昼すぎに、突然、スタッフのブンシンが少年の目になって、事務所の外に飛び出していった。評価会議の準備で忙しいのに、なにやってんだ、とおもっていたら、事務所のすぐ近くにあるユーカリの木の下に、巨大な蜂の巣が落ちていた。強風で枝が折れ、いっしょに落ちてしまったらしい。まわりに蜂がブンブン飛んでいたが、スタッフが果敢に事務所に運び入れていた。
まだ蜂蜜の滴る巣には、羽化しそうな蜂や蜂の子がいっぱいつまっていた。へー、ほーといいながら、スタッフや県職員、評価会議のためにすでに来ていた何人かの村人が、集まってきて、そして、ひとりが、巣をちぎって舐め始めた。そこからいっせいに、みんな巣をちぎっては舐めちぎっては舐め。ある人は「うまいうまい」といいながら、蜂の子をもぐもぐ食べ始めた。そして、30分後に、蜂の巣は、ただの残骸と化してた。

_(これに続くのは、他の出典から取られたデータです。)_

PR #2269, opened 2021-02-25
Fix enzyme serializer for conditional styles

mskelton:
**What**: The change in #2233 introduced a bug where conditional styles passed to the css prop would break the Enzyme snapshot serializer.

**Why**: To allow users who use Enzyme snapshots to use the Emotion snapshot serializer.

**How**: Return early if the style variable is falsy to prevent errors

**Checklist**: Yes

- [ ] Documentation - N/A
- [x] Tests
- [x] Code complete
- [x] Changeset 

**Screenshot**

Screen Shot 2021-02-25 at 9 24 09 AM


packages/jest/test/__snapshots__/react-enzyme.test.js.snap
```diff
@@ -14,6 +14,47 @@ exports[`enzyme mount basic 1`] = `
...
 `;
 
+exports[`enzyme mount conditional styles 1`] = `
+.emotion-0 {
+  background-color: black;
+}
+
+.emotion-11rveqsm-Greeting {
+  background-color: red;
+}
```
mskelton, line 24: I'm struggling with getting this to work right.  When rendering with conditional styles, it is inserting styles from other tests in the spec and I'm not entirely sure why.  I tried just filtering out the falsy values from the css prop first but that didn't help, so I must be doing something wrong.  Help appreciated.

packages/jest/src/create-serializer.js
```diff
@@ -89,15 +89,17 @@ function filterEmotionProps(props = {}) {
   return rest
 }
 
+function getStylesFromCss(css) {
+  return (Array.isArray(css) ? css : [css]).filter(Boolean)
```
Andarist, line 93: `css` can contain nested arrays etc so I think that you should let things through and handle them more granularly - when there is an attempt to operate on an item. That would allow for a natural flow of the program - rather than purifying this recursively upfront.

packages/jest/test/__snapshots__/react-enzyme.test.js.snap
Andarist: Interesting - I might be wrong as I'm just trying to guess what might be the culprit here but my guess is that for some reason one of those return too much:
https://github.com/emotion-js/emotion/blob/fa1c25dae5967e71bc28ee7828ecf6a9d84f09e3/packages/jest/src/create-serializer.js#L222-L223

So to fix this I would inspect what happens in those 2 calls.

packages/jest/src/create-serializer.js
mskelton: I updated my branch per your suggestion.

packages/jest/test/__snapshots__/react-enzyme.test.js.snap
mskelton: Okay, so I fixed this issue and only the styles for the element are being returned.  Yay!  I think there are two remaining issues:

1. `isShallowEnzymeElement` does not correctly identify shallow vs mounted elements who had a css prop that was fasly.  This results in the following when mounting

```html
<div
  className="emotion-0"
>
  <span
    css="unknown styles"
  >
    <span
      className="emotion-1"
    >
      Test content
    </span>
  </span>
</div>
```

2. Conditional styles are getting `css="unknown styles"` since the class name is not added so when the css prop is attempted to be cleaned up it isn't since `hasKnownClass` is false.

Any thoughts you might have on these issues would be greatly appreciated.

Andarist: Could you add a failing test? I have recognized some other problems with shallowly rendered components which I'm investigating right now~ so this would be helpful for me.

Andarist:
@mskelton I've pushed out some changes to the implementation which simplify how `css` prop is handled by the Enzyme serializer and makes the thing actually more correct for a wider range of scenarios. The test case that I've added was not handled correctly before my changes: https://github.com/emotion-js/emotion/pull/2269/files#diff-06a0eb3ce19d24a37e94c9307f74556cf44e9aac4d841bfed1dd467e44ac62a8R159 . Please take a look and feel free to do a review of the approach that I've taken here.

@ajs139 If you could take a look at what I'm doing here I would highly appreciate it. One thing that I know this won't handle are mixed caches in a single tree - but this seems so far-fetched that I don't really want to handle this right now.

packages/jest/src/enzyme-tickler.js
```diff
@@ -0,0 +1,19 @@
+const tickledCssProps = new WeakMap()
+
+export const getTickledClassName = cssProp => tickledCssProps.get(cssProp)
+
+export const tickle = wrapper => {
+  const isShallow = typeof wrapper.dive === 'function'
+
+  wrapper.find('EmotionCssPropInternal').forEach(el => {
```
ajs139, line 8: This is much more surgical than the previous implementation, looks great.

ajs139 (approved):

packages/jest/src/enzyme-tickler.js
```diff
@@ -0,0 +1,19 @@
+const tickledCssProps = new WeakMap()
+
+export const getTickledClassName = cssProp => tickledCssProps.get(cssProp)
```
ajs139, line 3:
```suggestion
export const getTickledClassName = cssProp => {
  if(!tickledCssProps.has(cssProp)) {
    throw new Error('Could not find cssProp, ensure enzyme snapshots are configured correctly - https://emotion.sh/docs/testing.');
  }
  return tickledCssProps.get(cssProp)
};
```

ajs139: Just in case we detect a shallow component, but it wasn't "tickled".

mskelton:
@Andarist Since I opened the PR, I can't approve it, but your updates look awesome and fix all the remaining bugs!  Can't wait for this to be fully completed so I can finish updating my company's apps to Emotion 11.  Great work!

packages/jest/src/enzyme-tickler.js
Andarist: Actually - we'd have to complicate this check because the `css` prop can "resolve" to a null (or other falsy values and:
```js
const wm = new WeakMap()
wm.set(null, {}) // throws, that's why we return for `!cssProp` in `tickle`
wm.get(null) // ok, just returns undefined
```

So I would be in favor of keeping this as-is for simplicity. I don't see when the proposed error would actually throw and it might be friendlier to the user to actually print something, rather than preventing them to work for some kind of an edge case. This is not a crucial production path after all.

ajs139: Sounds good, thanks for looking into it.

PR #844, opened 2016-04-12
Changed flow around getting cassandra to avoid failing, added flags.

jtk54:
Changed flow around getting cassandra to avoid failing and exiting the script if `apt-get install` fails. It now uses `apt-cache search` to check if any cassandra packages are available in APT. Otherwise, it pulls the debs explicitly and installs. ~~Also added flags to populate `/etc/default/spinnaker` with defaults for Google project id and service account credential path.~~

### DIFF
--- a/InstallSpinnaker.sh
+++ b/InstallSpinnaker.sh
@@ -310,7 +310,7 @@ function add_apt_repositories() {
     gpg=$(curl -s -f "https://bintray.com/user/downloadSubjectPublicKey?username=$REPOSITORY_ORG") || true
     if [ ! -z "$gpg" ]; then
         echo "$gpg" | apt-key add -
-    fi   
+    fi
   fi
   echo "deb $REPOSITORY_URL $DISTRIB_CODENAME spinnaker" | tee /etc/apt/sources.list.d/spinnaker-dev.list > /dev/null
   # Java 8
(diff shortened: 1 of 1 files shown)


jtk54:
@ewiseblatt PTAL

InstallSpinnaker.sh
```diff
@@ -68,6 +70,8 @@ usage: $0 [--cloud_provider <aws|google|none|both>]
 
     --google_region <arg>       default region for google
     --google_zone <arg>         default zone for google
+    --google_project_id <arg>   default project for google
+    --google_creds_path  <arg>  path to google service account credentials
```
ewiseblatt: I dont think these belong here.
I'd like to handle configuration as a separate task.
Especially because there are lots of providers and it is going to get complicated.
Plus I think it will be a fairly common use case to want to change this post install anyway (e.g. add another provider down the road).

InstallSpinnaker.sh
```diff
@@ -448,26 +460,27 @@ EOF
...
-          curl -L -O $package_url/${pkg}_2.1.11_all.deb
-        done
-        dpkg -i *.deb
-        apt-mark hold cassandra cassandra-tools
-        popd
-        rm -rf /tmp/casspkgs
+  local cassandra_packages=$(apt-cache search cassandra)
+  if [ -z "$cassanrda_packages" ]; then
+    if [ "$DOWNLOAD" == "true" ]; then
+      echo "cassanrda not found in apt-cache, installing from debs..."
```
ewiseblatt: s/cassanrda/cassandra/

Maybe s/installing from debs/downloading from $package_url/?

InstallSpinnaker.sh
```diff
@@ -571,12 +584,10 @@ unzip -u -o -q packer_0.8.6_linux_amd64.zip -d /usr/bin
 popd
 rm -rf /tmp/packer
 
-if [[ "x$DEPENDENCIES_ONLY" != "x" ]]; then
-    exit 0
-fi
-
 ## Spinnaker
-install_spinnaker
+if [[ "x$DEPENDENCIES_ONLY" == "x" ]]; then
```
ewiseblatt: remove the superfluous x's here.

InstallSpinnaker.sh
```diff
@@ -612,6 +623,10 @@ if [ "x$GOOGLE_PROJECT_ID" != "x" ]; then
   write_default_value "SPINNAKER_GOOGLE_PROJECT_ID" $GOOGLE_PROJECT_ID
 fi
 
+if [ "x$GOOGLE_CREDS_PATH" != "x" ]; then
```
ewiseblatt: I'm not yet comfortable with this being here.

Also this is a little different than what we discussed.
deps_only is saying only to install the dependencies for spinnaker, but not do other stuff. I think that is legit. For example, developer builds execute that to prepare the host machine to run spinnaker, but spinnaker itself will never get installed because you are running it from source. There's no reason to add the other data installations (etc/default/spinnaker) either.

In your use case, you want to prepare both the host and the runtime data, but will be installing spinnaker separately. So I'd guard that (the data setup) with a separate flag. When you just say deps-only it should be off. Otherwise it should be on by default. But you could explicitly turn it on, so you can say deps-only +flag to meet your use case.

InstallSpinnaker.sh
jtk54: Removed flags and google initialization.

InstallSpinnaker.sh
jtk54: Done.

InstallSpinnaker.sh
jtk54: I removed this gate and made the script where it did before since we aren't setting any google initializations.

InstallSpinnaker.sh
jtk54: Removed flags and google initialization, let's just point them to /etc/default/spinnaker and have them put in the defaults. I will update my doc to reflect that.

PR #848, opened 2016-04-13
Treat spinnaker.conf as protected config file when dpkg installing.

### LINKED ISSUE #845: spinnaker.conf should be protected
When I upgraded my spinnaker packages with the upstream debs from you guys, it wiped out my spinnaker.conf which included all of my SSL configuration.

I expected behavior like spinnaker-local.yml where dpkg would ask me if I want to use my config file or the package maintainer's version.

duftler:
Closes #845.

### DIFF
--- a/build.gradle
+++ b/build.gradle
@@ -84,6 +84,7 @@ ospackage {
   }
 
   configurationFile('/etc/default/spinnaker\n')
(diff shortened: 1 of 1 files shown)


duftler:
@lwander please review.

lwander:
LG2M

PR #850, opened 2016-04-14
Configure notifications in Deck

anotherchrisberry:
Configures the notifications displayed in the UI based on Echo's configuration.

@ewiseblatt PTAL - I'm guessing this will work as expected, but am not sure how to verify it...

### DIFF
--- a/config/default-spinnaker-local.yml
+++ b/config/default-spinnaker-local.yml
@@ -191,13 +191,14 @@ services:
         enabled: false
         url: # the hipchat server to connect to
         token: #the hipchat auth token
+        botName: # the username of the bot
       sms:
         enabled: false
         account: # twilio account id
         token: # twilio auth token
         from: # phone number by which sms messages are sent
-      # See https://api.slack.com/incoming-webhooks for details about using incoming webhooks
-      # and how to register your own webhook.
+      # See https://api.slack.com/bot-users for details about using bots and how to create your own bot user
       slack:
         enabled: false
-        token: # the part after http://hooks.slack.com/services/
+        token: # the API token for the bot
+        botName: # the username of the bot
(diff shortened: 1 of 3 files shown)


ewiseblatt:
I dont have deck tests, only for backend (REST) services.

One way you can test this is by running the spinnaker/runtime/reconfigure_spinnaker.sh script from your build directory, then looking at deck/settings.js (unfortunately, this will overwrite your deck/settings.js file as we've discussed before, so be sure you have a backup or a local commit you can restore).

If all goes well, the spring variable references should be resolved.
An easy way to do this is to simply grep for the reference, and filter our the commented templates
grep "\\$" settings.js | grep -v "// var"

When I run this command on what's already submitted in my client, it seems there is a bug here
var kubernetesDefaultNamespace = '${providers.kubernetes.primaryCredentials.namespace}';

@lwander either this is the wrong property, or you need to add a default to spinnaker.yml (and should also add it to default-spinnaker-local.yml for ease of user-configuration)

I'm going to modify the reconfigure_spinnaker.sh script to add this test in now that you've brought it up and I'm thinking about it.

LGTM otherwise.

ewiseblatt:
I mistyped the command, appearently you need to double-escape the $.
 grep "\\$" settings.js | grep -v "// var"

ewiseblatt:
Hmm, I didnt mistype it, github is interpreting it somehow. The grep command should be double-escaping the $ with two slashes.

lwander:
Would 
` var kubernetesDefaultNamespace = '${providers.kubernetes.primaryCredentials.namespace:default}';` work? Not sure how the string interpolation works with javascript + spring

ewiseblatt:
There is no interpolation with javascript. The mapping is done with our
script. Our script would do the substitution so this would work.

However, I do not think it would be desirable because it is a subtle
configuration that could easily go unnoticed.
It would be best to expose it in spinnaker-local.yml so that people can see
and know it is there and easily change it.
You can set the default in spinnaker.yml even if it is only to support the
deck settings (conceptually settings.js gets this configuration value from
spinnaker.yml even though it needs reconfigure_spinnaker.sh to achieve this)

lwander:
Ah I see, submitted a PR https://github.com/spinnaker/spinnaker/pull/852

anotherchrisberry:
@ewiseblatt Just to be sure before I push the button - this is okay to merge?

ewiseblatt:
I pushed it for you (but did not create a release).

PR #851, opened 2016-04-15
Check for unresolved spring variables in settings.js

ewiseblatt:
@anotherchrisberry 

This is to support testing your earlier PR.

Dont merge this yet until we resolve the issue or it is going to prevent people from being able to run Spinnaker at all. For that matter, you can argue this should be a soft error, but I think a hard error forcing a fix is appropriate.


ewiseblatt:
@anotherchrisberry or @lwander

lwander:
LGTM

PR #858, opened 2016-04-22
Configuration file portion of enabling azure in InstallSpinnaker.sh

rguthriemsft:
submitting configuration file portion for getting Azure into InstallSpinnaker.sh. We are planning to move credentials into file based credentials similar to google approach in near future but for now will set in yaml.

### DIFF
--- a/config/default-spinnaker-local.yml
+++ b/config/default-spinnaker-local.yml
@@ -15,6 +15,19 @@ providers:
       # Store actual credentials in $HOME/.aws/credentials. See spinnaker.yml for
       # more information, including alternatives.
 
+  azure:
+    # If you want to deploy some services to Microsoft Azure (azure),
+    # set enabled and provide primary credentials for deploying.
+    # Enabling azure is independent of other providers.
+    enabled: ${SPINNAKER_AZURE_ENABLED:false}
+    defaultRegion: ${SPINNAKER_AZURE_DEFAULT_REGION}
+    primaryCredentials:
+      name: my-azure-account
+      clientId:
+      appKey:
+      tenantId:
+      subscriptionId:
+    # To set azure credentials, enter values in spinnaker-local.yml 
   google:
     # If you want to deploy some services to Google Cloud Platform (google),
     # set enabled and provide primary credentials for deploying.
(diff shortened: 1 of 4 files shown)


tomaslin:
@spinnaker/reviewers PTAL

config/default-spinnaker-local.yml
```diff
@@ -15,6 +15,19 @@ providers:
...
+  azure:
+    # If you want to deploy some services to Microsoft Azure (azure),
+    # set enabled and provide primary credentials for deploying.
+    # Enabling azure is independent of other providers.
+    enabled: false
+    defaultRegion: westus
+    primaryCredentials:
+      name: my-azure-account
+      clientId: my-client-id
+      appKey: my-app-key
```
ewiseblatt: Same remark as for spinnaker.yml below, but if they are empty by default then you should add a comment indicating they need to be populated properly when enabling azure.

config/default-spinnaker-local.yml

やはり人間は食物連鎖の頂点なのだと、改めて感慨に耽る。

そして、今年もまた恒例の降雪の時期がやってきた。
「ラオスに雪?」そうなんです。
日が暮れて街灯がともるころ、メコン河から、蜻蛉(かげろう)がいっせいに羽化する。それが、もう、とんでもない量なのだ。街灯に群がるさまは、まさに吹雪のよう。バイクで走ろうものなら、目が開けられないだけでなく、前が見えない。そして、堆積された蜻蛉の屍骸で、道路はうっすらと白くなっている。

そして、この雪が降ると、喜んで駆け回るのは犬でない。近所のひとが麻袋をもって飛び出してきて、その屍骸を袋いっぱいにかき集めている。どうやら鶏やアヒルのえさになるらしい。

そう、ラオス人は、とにかくたくましいのだ。